American politician and diplomat

Jonathan Brewster Bingham (April 24, 1914 – July 3, 1986) was an American politician and diplomat. He was the US delegate to the United Nations General Assembly and was elected to Congress from The Bronx, serving in the House of Representatives from 1965 to 1983.

==Early life==
Bingham was born in New Haven, Connecticut. His father, Hiram Bingham III, was a Senator and explorer and his great grandfather, Hiram Bingham I, was a missionary, who helped translate the Bible into Hawaiian.

Bingham attended Hamden Hall Country Day School and Groton School and graduated from Yale University in 1936 with a BA and from Yale Law School in 1939 with a law degree. He was a member of Skull and Bones, class of 1936. In 1940 he was admitted to the bar, and began the practice of law in New York City. His practice was interrupted in August 1941, when he joined the Machinery Branch of the newly created Office of Price Administration (OPA) as a legal advisor.

=== World War II ===
He was not at the OPA for long, for in 1942 he joined the Military Intelligence Service. In April of the following year he was enlisted as a private in the United States Army and was discharged a captain in October 1945 with a War Department citation.

==Diplomat==
On his return he was appointed chief of the newly created Alien Enemy Control Section of the State Department. The Alien Enemy Control Section was unpopular and short-lived. Bingham got off the boat before it sank, resuming the practice of law in New York City in 1946.

He left the practice of law again in 1951 to become assistant director of the Office of International Security Affairs. Bingham left in the same year to become deputy administrator of the Technical Cooperation Administration, implementing the Point 4 Program of technical assistance to developing countries. His book, Shirt-Sleeve Diplomacy: Point 4 in Action, was published in 1953. He left the administration in that year and resumed the practice of law. In 1955 he became secretary to fellow Bonesman, W. Averell Harriman, while he was Governor of New York. When Harriman was defeated in the 1958 election by Nelson Aldrich Rockefeller, Bingham joined the law firm Goldwater & Flynn.

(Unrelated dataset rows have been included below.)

PR #865, opened 2015-03-19
An invalid body encoding should still round trip

kjg:
I don't think the `if transfer_encoding == encoding` was adding anything
because the following logic would always error if dec was nil

### DIFF
--- a/CHANGELOG.rdoc
+++ b/CHANGELOG.rdoc
@@ -6,6 +6,7 @@
 * #789 - Fix encoding collapsing not dealing with multiple encodings in 1 line (grosser)
 * #775 - avoid failed encodings / stop bad charsets early (grosser)
 * #849 - Handle calling Part#inline? when the Content-Disposition field couldn't be parsed (kjg)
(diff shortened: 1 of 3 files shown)


kjg:
Failure is due to a newer version of appraisal that doesn't support ruby 1.8.7

bf4:
Hmm.. we should lock that down, then

kjg:
@bf4, I agree. I also made a comment on the appraisal github. I'll follow up over there to see if I can get it fixed since they shouldn't be breaking backwards compatibility in a bugfix version bump.

That being said, this PR is tangential to all that. Please consider this outside the appraisal issue.

kjg:
This now passes against the latest master!

kjg:
I believe this is ready for merge. Is there anything else I can do to wrap this up? 

If you all are swamped and are interested in having some help, I'm willing and available to help out with PRs.

jeremy:
Thanks @kjg 

We'd love your help validating, reviewing, and giving feedback on PRs & issues, for sure! :heart:

PR #866, opened 2015-03-23
Support decoding message bodies with non-Ruby-standard charsets

jeremy:
We already have support for these additional charsets in message headers but didn't use the same code path for message bodies themselves.

Adds support for GB2312, ks_c_5601-1987, ISO-2022-JP-KDDI, ISO-8859-8-I, and more.


jeremy:
iconv doesn't natively recognize a bunch of these charsets, either. We'd need an alias mapping here like we use for for Ruby encodings.

PR #868, opened 2015-03-30
Use the Ruby19.charset_encoder when decoding message bodies

kjg:
To maintain consistency with param decoding


kjg:
How do you feel about this change? I think it makes for a nice simplification. It also allows for use of custom encoders (like the BestEffortCharsetEncoder) when figuring out the body's encoding. This provides consistency across headers and body encoding.

jeremy:
Yep yep! Check out #866 :grin:   Addresses failed body parsing despite having charsets we know about.

kjg:
That's awesome, I wish I had seen the original #866 before doing this.

Merged #868 <https://github.com/mikel/mail/pull/868>.

—
Reply to this email directly or view it on GitHub
<https://github.com/mikel/mail/pull/868#event-281595083>.

Issue #864, opened 2015-03-18
include BCC in encoded output based on configuration flag


grossadamm:
I'm trying to get the BCC included in the RFC 2822 format output for use with the gmail api. 

I completely understand the reasoning for not including the bcc by default in Issue #426, however, I still need it to be present so I can let gmail know as I'm not sending the individual emails out myself. What is the best way for me to go about doing so. 

I'm perfectly content code diving and adding the functionality that will add the bcc address to the encoded output only if some config flag is set. And I would of course create a corresponding pull request, but I don't want to reinvent the wheel if something similar already exists.

bf4:
You can monkey patch in the meantime to something like (untested code)

```ruby
class Mail::BccField
  def self.supress_encoding=(supress_encoding)
    @supress_encoding = supress_encoding
  end
  def self.supress_encoding
    @supress_encoding || self.supress_encoding = true
  end
  def encode
     if self.class.supress_encoding
       ''
     else
       do_encode(CAPITALIZED_FIELD)
    end
  end
end
```

and then `Mail::BccField.supress_encoding = false`

grossadamm:
Ok, so I'm guessing a way doesn't exist. I'll attempt to monkey-patch for now. Thanks!

bf4:
Would yo mind elaborating on where in your workflow with gmail the bug, with respect to gmail needing a bcc field, shows up?

grossadamm:
For the gmail api, to send an email you HTTP POST to the api an rfc2822 format email encoded in base64. [Api reference](https://developers.google.com/gmail/api/v1/reference/users/messages/send). The api supports the bcc field, however when I'm generating the rfc2822 format email via this gem the bcc field is not included. 

I understand the reason why the bcc field is being stripped out in the normal case, but in my arguably abnormal case, the stripping of the field makes it impossible for me to bcc messages using this gem to generate the rfc2822 format.

Exoth:
Yep, I need such an option to. Just an argument for to_s would be great for me.

grossadamm:
@bf4 I assume you are a busy person and accept you probably won't have the time to look at this let alone merge it for some time.

But whenever you get a chance, could you please review my pull request and see if there's anything you would change?

Thanks for the help!

bf4:
Cc @jeremy

jeremy:
[...]

Issue #426, opened 2012-08-13
BCC is ignored


oprogfrogo:
Rails 3.1.4
Ruby 1.9.3
mail (2.3.3)
actionmailer (3.1.4)

1.9.3p194 :008 > mail = Mail.new do
1.9.3p194 :009 >     from 'oprogfrogo@gmail.com'
1.9.3p194 :010?>   to 'oprogfrogo@gmail.com'
1.9.3p194 :011?>   bcc 'oprogfrogo@gmail.com'
1.9.3p194 :012?>   end
 => #<Mail::Message:70320662520600, Multipart: false, Headers: <From: oprogfrogo@gmail.com>, <To: oprogfrogo@gmail.com>, <Bcc: oprogfrogo@gmail.com>> 
1.9.3p194 :013 > mail.to_s
 => "Date: Mon, 13 Aug 2012 14:55:34 -0700\r\nFrom: oprogfrogo@gmail.com\r\nTo: oprogfrogo@gmail.com\r\nMessage-ID: 502977d6ab02d_17c6c3ff4cd434cdc4346a@Simon-Lees-iMac.local.mail\r\nMime-Version: 1.0\r\nContent-Type: text/plain\r\nContent-Transfer-Encoding: 7bit\r\n\r\n" 
1.9.3p194 :014 >

PR #872, opened 2015-04-15
Add setting suppress_encoding to BccField

grossadamm:
This pull request addresses issue #864.

Add suppress_encoding to BccField to enable encoding the bcc field. By default, the Bcc field is still not encoded for reasons listed in #426 and thus this does not break backwards compatibility.

Tested under:
1.9.3-p551
2.1.5
2.2.0
jruby-1.7.18

### DIFF
--- a/lib/mail/fields/bcc_field.rb
+++ b/lib/mail/fields/bcc_field.rb
@@ -43,9 +43,21 @@ module Mail
       self
     end
     
-    # Bcc field should never be :encoded
+    def self.suppress_encoding=(suppress_encoding)
+      @suppress_encoding = suppress_encoding
+    end
+
+    def self.suppress_encoding
+      defined?(@suppress_encoding) ? @suppress_encoding : self.suppress_encoding = true
+    end
+
+    # Bcc field should not be :encoded by default
     def encoded
-      ''
+      if self.class.suppress_encoding
+        ''
+      else
+        do_encode(CAPITALIZED_FIELD)
+      end
     end
     
     def decoded
--- a/lib/mail/fields/bcc_field.rb
+++ b/lib/mail/fields/bcc_field.rb
@@ -43,20 +43,20 @@ module Mail
       self
     end
     
-    def self.suppress_encoding=(suppress_encoding)
-      @suppress_encoding = suppress_encoding
+    def include_in_headers=(include_in_headers)
+      @include_in_headers = include_in_headers
     end
 
-    def self.suppress_encoding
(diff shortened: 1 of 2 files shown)


Exoth:
Is it supposed to be used globally by an initializer?
The problem is that I need two behaviors in one app (I'm sending emails both through sendmail and gmail). Changing the option right before and right after I send a gmail message looks strange to me. That's why an argument for `to_s` method looks as a better option for me.

jeremy:
Thanks @grossadamm. Made some comments @ https://github.com/mikel/mail/issues/864#issuecomment-93648760

The root issue is that we make the message BCC field do double duty as a real message header (which should be encoded when we set it) and as a list of envelope recipients (which aren't part of the message).

As a transitional step, we could mark the BCC field to indicate that we want to encode it.

grossadamm:
@Exoth, the new commit would allow you to configure per message if the bcc field is included in the headers. Each message would need to have the configuration value set as each new message would default to not including the bcc field. Would that work for you?

Exoth:
So is this gonna work like this: `message.bcc.include_in_headers = true`?
That looks perfect for me. Thanks.

grossadamm:
@Exoth correct

grossadamm:
@Exoth So apparently I fail at reading comprehension lately. `message.bcc` 
>Returns the Bcc value of the mail object as an array of strings of address specs.

So there is no way to access `include_in_headers` right on `message. I'm looking into what I need to do to make the setting more accessible.

This pull request is essentially unusable at the moment, my apologies to everyone while I get this straightened out.

grossadamm:
For a laugh, you can do the following and it will work

`message.header.fields.select {|f| f.name == 'Bcc'}.each { |f| f.include_in_headers = true }`

grossadamm:
Aha! After more reading of comments I learned that instead of `message.bcc.include_in_headers = true` you can do `message[:bcc].include_in_headers`. And that works as the pull request is currently written.

Would `message[:bcc].include_in_headers = true` that be acceptable to you @Exoth, @jeremy ?

Exoth:
Looks usable to me, though may be not the most obvious solution.

grossadamm:
Is there anything further I need to do here?

taavo:
This PR would be useful for me as well. My (eccentric) use case is that I have to generate RFC2822 email documents and post them to an API, and that API supports BCC. Rather than monkey patching, my current (shameful) implementation is to inject the BCC line manually.

Exoth:
Great. It would be nice if a new version of gem is released.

In 1961 Bingham entered the world of diplomacy, as a United States representative on the United Nations Trusteeship Council with rank of Minister in 1961 and 1962, serving as President in 1962. During this period he was also principal adviser to the U.S. ambassador to U.N. on colonial and trusteeship questions. From 1963 to 1964 he was a United States representative on the United Nations Economic and Social Council with rank of Ambassador. He was also alternate representative to the 15th and 18th United Nations General Assemblies.

==Congress==
In 1964 he was elected to the House of Representatives from the 23rd District of New York, a district in the Bronx, at a time when elections in the Bronx were decided in the Democratic primaries in contests between "regular" or machine Democrats, and "reform" or challenger Democrats. Bingham defeated Charles Buckley, the leader of the Bronx "regular" Democrats and a powerful, senior committee chairman in Congress, in a rematch following Bingham's defeat in his first try against the incumbent Buckley in the 1962 Democratic primary.

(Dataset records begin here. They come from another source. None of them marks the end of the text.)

PR #874, opened 2015-04-19
Avoid violating RFC 2821 line length limits

### LINKED ISSUE #316: 7bit encoding line length
Hi,

For emails with a text/html part it appears that Mail defaults to using 7bit encoding for the text/html part.  When encoded is called on this part it does not break up the content into lines of 1000 characters.  It replaces "\n" or "\r" with "\r\n", but does not break the content into multiple lines.  RFC2045 implies that 7bit encoding still needs to represent data in 1000 character lines.

"7bit data" refers to data that is all represented as relatively short lines with 998 octets or less between CRLF line separation sequences [RFC-821].

Is there a way to make the 7bit encoded html part adhere to this 1000 character per line spec?  Alternatively, is there a way to force text/html parts to use quoted-printable encoding so that it is broken into multiple lines correctly?

Thanks,
Mark

pushrax:
Fixes #316.

RFC 2821 specifies that SMTP lines must not be longer than 1000 characters. In this case, quoted-printable or base64 should be used rather than 8bit or 7bit.

In Shopify we are running into an issue where user-written templates are generating long HTML lines, which causes Postfix to split them automatically at the 998-char boundary. Occasionally a URL or something important is split, leading to broken HTML rendering.

### DIFF
--- a/lib/mail/encodings/8bit.rb
+++ b/lib/mail/encodings/8bit.rb
@@ -26,7 +26,7 @@ module Mail
       end
 
       # Per RFC 2821 4.5.3.1, SMTP lines may not be longer than 1000 octets including the <CRLF>.
-      def self.should_transport?(str)
+      def self.compatible_input?(str)
         !str.lines.find { |line| line.length > 998 }
       end
 
--- a/lib/mail/encodings/8bit.rb
+++ b/lib/mail/encodings/8bit.rb
@@ -25,7 +25,7 @@ module Mail
         1.0
       end
 
-      # Per RFC 2921 4.5.3.1, SMTP lines may not be longer than 1000 octets including the <CRLF>.
+      # Per RFC 2821 4.5.3.1, SMTP lines may not be longer than 1000 octets including the <CRLF>.
       def self.should_transport?(str)
         !str.lines.find { |line| line.length > 998 }
       end
--- a/lib/mail/encodings/8bit.rb
+++ b/lib/mail/encodings/8bit.rb
@@ -25,6 +25,11 @@ module Mail
         1.0
       end
 
+      # Per RFC 2921 4.5.3.1, SMTP lines may not be longer than 1000 octets including the <CRLF>.
+      def self.should_transport?(str)
+        !str.lines.find { |line| line.length > 998 }
+      end
+
       Encodings.register(NAME, self) 
     end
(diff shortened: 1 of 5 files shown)


pushrax:
@mikel @jeremy ping for review.

lib/mail/encodings/8bit.rb
```diff
@@ -25,6 +25,11 @@ def self.cost(str)
         1.0
       end
 
+      # Per RFC 2821 4.5.3.1, SMTP lines may not be longer than 1000 octets including the <CRLF>.
+      def self.should_transport?(str)
```
BlakeMesdag: probably better named as `compatible_transport?` to indicate the purpose more clearly

lib/mail/encodings/transfer_encoding.rb
```diff
@@ -23,30 +23,39 @@ def self.cost(str)
...
+            self.can_transport?(enc) && enc.can_encode?(source_encoding)
+          end
+
+          best = nil
+          best_cost = nil
+
+          choices.each do |enc|
+            # If the current choice cannot be transported safely,
+            # give priority to other choices but allow it to be used as a fallback.
+            this_cost = enc.cost(str) if enc.should_transport?(str)
```
BlakeMesdag: `next unless enc.should_transport?` perhaps?

boourns:
:+1:

lib/mail/encodings/transfer_encoding.rb
BlakeMesdag: actually we can avoid this by verifying the `should_transport?` above as the last part of the conditional in `choices = …`

pushrax: That would work if we want to disable the encoding completely, but isn't the same as what the comment says (infinitely low priority). Maybe disabling would be better though?

BlakeMesdag: ah right, missed that part

wireframe:
any chance of this getting merged in?  I'm hitting this same issue and would love to see it finally resolved.

schiza:
@jeremy bump? This would be super useful merged ;)

sponomarev:
@pushrax Thanks a lot! So weird problem.

PR #882, opened 2015-05-27
Allow :filename option when using Mail::FileDelivery

kirikak2:


jeremy:
Good use for the `:logger` delivery method! #856

PR #891, opened 2015-07-30
Original-Envelope-Id support for delivery status reports

evserykh:


jeremy:
Thanks @evserykh! Let's leave this on the delivery status part rather than delegating its full interface.

Issue #889, opened 2015-07-23
smtp_envelope_from should allow NULL(<>) case.


kirikak2:
Mail library raises ArgumentError when smtp_envelope_from is nil in `check_delivery_params`.

I think smtp_envelope_from should allow NULL case. (ex. error mail)
What is the point of reject NULL case?

jeremy:
#896

PR #896, opened 2015-08-06
Feature/allow blank in smtp_envelope_from

kirikak2:
see #889

### DIFF
--- a/lib/mail/check_delivery_params.rb
+++ b/lib/mail/check_delivery_params.rb
@@ -1,10 +1,6 @@
 module Mail
   module CheckDeliveryParams
     def check_delivery_params(mail)
-      if mail.smtp_envelope_from.blank?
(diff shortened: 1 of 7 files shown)


jeremy:
+1 to allow blank SMTP `MAIL FROM`. Could you update the specs?

kirikak2:
Thank you for your response.
Ofcourse. I'll update specs soon.

kirikak2:
@jeremy It ready to merge.

jeremy:
Thanks @kirikak2. This flipped all the tests to say "doesn't raise an exception." Rather than testing that we don't raise an error, let's test the expected results. What happens when we send a message with no SMTP envelope From?

jeremy:
Rather than omit the envelope From address entirely, we can provide a null sender explicitly:
```ruby
smtp_envelope_from Mail::Constants::NULL_SENDER

# or
smtp_envelope_from '<>'
```

See #745

Issue #897, opened 2015-08-11
Mail::SendMail shellescape broken


benmmurphy:
https://github.com/mikel/mail/blob/master/lib/mail/network/delivery_methods/sendmail.rb#L85

So when invoking sendmail it takes the to address and escapes it and then puts it in double quotes. However, only $, `, ", and \ and newline are supported by the \ escape in bash in double quotes. So to addresses will be mangled and contain an extra \\.

For example:

    ~$ echo "foo\'bar@.com"
    foo\'bar@.com

From Bash manpage:

       Enclosing characters in double quotes preserves the literal value of all characters within the quotes, with the exception of $, `, \, and, when  history  expansion
       is  enabled,  !.  The characters $ and ` retain their special meaning within double quotes.  The backslash retains its special meaning only when followed by one of
       the following characters: $, `, ", \, or <newline>.  A double quote may be quoted within double quotes by preceding it  with  a  backslash.   If  enabled,  history
       expansion will be performed unless an !  appearing in double quotes is escaped using a backslash.  The backslash preceding the !  is not removed.

I'm not sure why we are using shellescape here and not execv style execution which would appear to be much safer.

jeremy:
#898

PR #898, opened 2015-08-12
add use_args option to SendMail delivery method

benmmurphy:
Fix for https://github.com/mikel/mail/issues/897

add use_args option to SendMail delivery method

if use_args is true then SendMail will invoke
the sendmail binary using execv style argument
passing instead of shell style argument passing.

this fixes issues where email addresses are
corrupted by shell escaping. this is an option
because it breaks compatibility when the
:arguments option is specified because the
:arguments option previously took a string of
arguments while when passing execv style we need
to take the option as an array of arguments.

this also breaks compatibility with the previous
behaviour because it now raises an error when
sendmail generates a non-zero exit code.

it also breaks compatibility with the previous
behaviour because use_args will not work with
older ruby versions. older ruby versions don't
support redirected stderr from popen and this is
probably why shell style argument passing was
originally used.

### DIFF
--- a/lib/mail/network/delivery_methods/sendmail.rb
+++ b/lib/mail/network/delivery_methods/sendmail.rb
@@ -40,9 +40,21 @@ module Mail
   class Sendmail
     include Mail::CheckDeliveryParams
 
+    class DeliveryError < StandardError
+    end
+
     def initialize(values)
+
+      arguments = "-i"
+
+      if values[:use_args]
+        arguments = ["-i"]
+      end
+
       self.settings = { :location       => '/usr/sbin/sendmail',
-                        :arguments      => '-i' }.merge(values)
+                        :arguments      => arguments,
+                        :use_args => false }.merge(values)
+
     end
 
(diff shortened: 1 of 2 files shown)


benmmurphy:
There is some really weird behaviour with travis and the specs I've added. 

So the tests I added where they weren't meant to raise DeliveryError were raising DeliveryError which presumably meant system("true") was returning a non-zero status. (https://travis-ci.org/mikel/mail/builds/75250035)

So I changed:

      if $?.exitstatus != 0
        raise DeliveryError
      end

to:

      if $?.exitstatus != 0
        raise DeliveryError.new("Bad Exit Status: #{$?.exitstatus}")
      end

to get a better idea of what was going on and then the builds started passing and this is not reproducible locally with similar ruby versions.

jeremy:
+1 for switching to execv style. It'd be interesting to see whether we could make this the default, even. Fall back to string style if `settings[:arguments]` is provided and can't be trivially converted to an argv array.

Bingham represented the 23rd District from January 3, 1965 until January 3, 1973, when, as a result of redistricting following the 1970 census, he was elected to the House from the 22nd District of New York following a bruising primary with neighboring Democratic incumbent congressman James H. Scheuer. He served the 22nd District from January 3, 1973 until January 3, 1983, but did not pursue reelection when, in 1982, his district essentially disappeared as a result of another post-census redistricting.

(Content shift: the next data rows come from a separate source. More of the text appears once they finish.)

PR #901, opened 2015-08-16
Allow string assignment for text_part and html_part

taavo:
As a newcomer to this gem, when I tried to create a multipart message, my first attempt looked like this:

```
mail = Mail.new
mail.text_part = 'Some text'
mail.html_part = '<b>Some text</b>'
```

This, of course, doesn't work, because the two setters above are expecting to receive Mail::Message objects. I didn't like the two alternatives currently available, `mail.text_part = Mail::Part.new(body: 'Some text')` and `mail.text_part { body 'Some text' }`, because the first is too verbose and the second prohibits access to instance variables/methods from outside of Mail, so I added the two lines of code to make the above behave as expected.

### DIFF
--- a/lib/mail/message.rb
+++ b/lib/mail/message.rb
@@ -1669,6 +1669,8 @@ module Mail
     def html_part=(msg)
       # Assign the html part and set multipart/alternative if there's a text part.
       if msg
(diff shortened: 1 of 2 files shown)


kjg:
:+1: This mirrors the block style syntax for setting text_part and html_part

PR #987, opened 2016-04-20
Sort attachments to end rebased

### LINKED ISSUE #655: Text attachments appear as message body in some mail clients

ahorek:
based on https://github.com/mikel/mail/pull/675 Fixes #655


jeremy:
Will keep #675 and resolve when merged. Thank you @ahorek 😊

npickens:
Merge conflict has been resolved for #675.

PR #996, opened 2016-05-04
Don't return the delivery_status_part on non report emails

kjg:
Currently `Mail::Message#bounced?` will return `true` when someone happens to forward a bounce email resulting in the forwarded email properly being a multipart/mixed, but with a `message/delivery-status` part

Mail#bounced? should only be true if the top level message is a multipart/report. The same should hold true for all the multipart/report convenience methods.


kjg:
@jeremy Can you please take a look at this one too?

jeremy:
Squashed 8130b9c216bfb3149e10aef294696400da0b0954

In the House, Bingham served on the Foreign Affairs and Interior and Insular Affairs Committees and chaired the Subcommittee on International Economic Policy and Trade. He was particularly dedicated to nuclear non-proliferation, national security, foreign assistance, and environmental protection. Bingham was instrumental in formulating and obtaining passage of the War Powers Act of 1973, the Trade Act of 1974 (including the Jackson-Vanik Amendment), the Foreign Assistance Act Amendments of 1974 and 1976, the Arms Export Control Act of 1976, the International Emergency Economic Powers Act of 1977, the Foreign Corrupt Practices Act of 1977, and the Export Administration Act of 1979. In 1976 he led a legislative movement opposed by members of the Joint Committee on Atomic Energy to replace the Atomic Energy Commission and create a Nuclear Regulatory Commission as part of a new U.S. Department of Energy. Those changes were adopted in the Energy Act of 1977. The House Subcommittee he chaired formulated and pressed for enactment of the first comprehensive anti-proliferation legislation in U.S. history, the Nuclear Non-Proliferation Act of 1978. It was signed into law by President Carter in a Cabinet Room ceremony in March 1978. Since its enactment, only Pakistan and North Korea have become new nuclear powers. Bingham supported U.S. aid to Israel, particularly for the settlement of Soviet Jewish refugees, and to Romania after the March 1977 Vrancea earthquake, sponsoring a bill to provide $20 million in assistance to the country. He authored and obtained passage of legislation to place a statue of Martin Luther King Jr. in the Capitol Rotunda before a statue of King was erected on the Washington Mall.

==Family==
He was married to June Rossbach, an author, playwright, and member of the Lehman family (her great-grandfather was Mayer Lehman, one of the founders of the Lehman Brothers firm). They had four children: Sherrell Bingham Downes; Timothy Woodbridge Bingham; Claudia Bingham Meyers; and June Mitchell (Micki) Esselstyn (d. 1999).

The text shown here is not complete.